Elza Fiúza/Agência Brasil

O fogo ainda é muito utilizado no campo. Na agricultura, é ferramenta de preparo das áreas para plantio e, na pecuária, é aplicado para renovar pastos com infestação de plantas invasoras e para eliminar os resíduos de capim rejeitados pelo gado. O amplo uso dessas técnicas está relacionado, principalmente, ao baixo custo e à fácil adoção, mas os prejuízos são igualmente numerosos.

Cerca de 75% das emissões brasileiras de gases contribuintes para mudanças climáticas são associadas ao uso do solo, ou seja, a queimadas que geram desmatamentos, principalmente na Amazônia. O dado é de estudo feito pela Empresa Brasileira de Pesquisa Agropecuária (Embrapa), em parceria com a Universidade de São Paulo, o Instituto de Pesquisa Ambiental da Amazônia, a Universidade Federal Rural da Amazônia e o The Woods Hole Research Center (Instituto de Pesquisas Norte-americano sobre Mudanças Climáticas).
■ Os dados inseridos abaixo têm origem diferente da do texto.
PR #55140, opened 2026-04-29
Add "Add to .git/info/exclude" action in project_panel and git_panel

kayw-geek:
This PR adds an "Add to .git/info/exclude" action to the project panel and git panel context menus, immediately below the existing "Add to .gitignore" entry. `.gitignore` is committed and affects every collaborator, while `.git/info/exclude` is per-clone and local-only — useful for paths a developer wants to ignore without forcing the choice on the team (local debug scripts, personal scratchpads, IDE-specific notes).

Reading support for `.git/info/exclude` already landed in #42082; this completes the round-trip by adding the write affordance.

Notes:

- **Implementation**: `Repository::add_path_to_exclude` is essentially copy-pasted from `add_path_to_gitignore` (added in #47377). The append/dedup/newline-handling logic is line-for-line identical, with three differences: the path is computed via `backend.main_repository_path().join(REPO_EXCLUDE)` so it lands in the common gitdir (`<commondir>/info/exclude`), matching the location git itself uses (per `gitrepository-layout(5)`, `info/` in a per-worktree gitdir is ignored when `$GIT_COMMON_DIR` is set) and the location Zed's worktree scanner reads from (`crates/worktree/src/worktree.rs:5207`); `fs.create_dir(parent)` ensures `.git/info/` exists for fresh repos; the error message references `.git/info/exclude`. I did not refactor the shared logic into a helper to keep the change scoped to one feature.

- **Git panel parity**: The git panel entry uses `action_disabled_when(!is_created, ...)` to mirror the existing `Add to .gitignore` semantics — both ignore mechanisms are no-ops for tracked files (would need `git rm --cached` first), so the constraint is the same.

- **Toast inconsistency carried forward**: As noted in #47377, `add_to_gitignore` shows a `StatusToast` in `project_panel` but uses `show_error_toast` in `git_panel`. I mirrored that asymmetry rather than introduce a new one. Happy to follow up to unify in a separate PR.

- **Tests**: Added five integration tests in `project_panel_tests.rs` covering empty file, dedup, missing trailing newline, existing trailing newline, and directory entries. No git_panel test was added because that crate has no test scaffolding today (the existing `add_to_gitignore` git_panel handler is also untested).

Release Notes:

- Added an "Add to .git/info/exclude" action to the project panel and git panel context menus, allowing a path to be ignored locally without modifying `.gitignore`.

Screenshot：
CleanShot 2026-04-29 at 13 30 03

### DIFF
--- a/crates/git/src/git.rs
+++ b/crates/git/src/git.rs
@@ -108,6 +108,8 @@ actions!(
         ViewCommit,
         /// Adds a file to .gitignore.
         AddToGitignore,
+        /// Adds a file to .git/info/exclude (local-only, not committed).
+        AddToGitExclude,
         /// Copies the current branch name to the clipboard.
         CopyBranchName,
     ]
--- a/crates/git_ui/src/git_panel.rs
+++ b/crates/git_ui/src/git_panel.rs
@@ -1473,6 +1473,43 @@ impl GitPanel {
         });
     }
 
+    fn add_to_git_exclude(
+        &mut self,
+        _: &git::AddToGitExclude,
+        _window: &mut Window,
+        cx: &mut Context<Self>,
+    ) {
+        maybe!({
+            let list_entry = self.entries.get(self.selected_entry?)?.clone();
+            let entry = list_entry.status_entry()?.to_owned();
+
+            if !entry.status.is_created() {
+                return Some(());
+            }
+
+            let active_repository = self.active_repository.clone()?;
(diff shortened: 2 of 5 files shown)


kayw-geek:
@cla-bot check

cole-miller:
Thanks for opening a PR! I'm going to close this in favor of #57044, but appreciate the contribution.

Mas há outras alternativas ao uso do fogo. Hoje existem estudos e aplicações de sistemas agropecuários sustentáveis, que não provocam o esgotamento do solo, da água e do ar, alerta o pesquisador da Embrapa Roraima, Haron Xaud. “O uso frequente do fogo vai degradando os sistemas, que perdem em biodiversidade e em propriedades do solo, e que prejudicam a produção no médio e longo prazo. São impactos negativos que não possuem contrapartidas positivas relevantes para justificar o manejo do fogo”, explica.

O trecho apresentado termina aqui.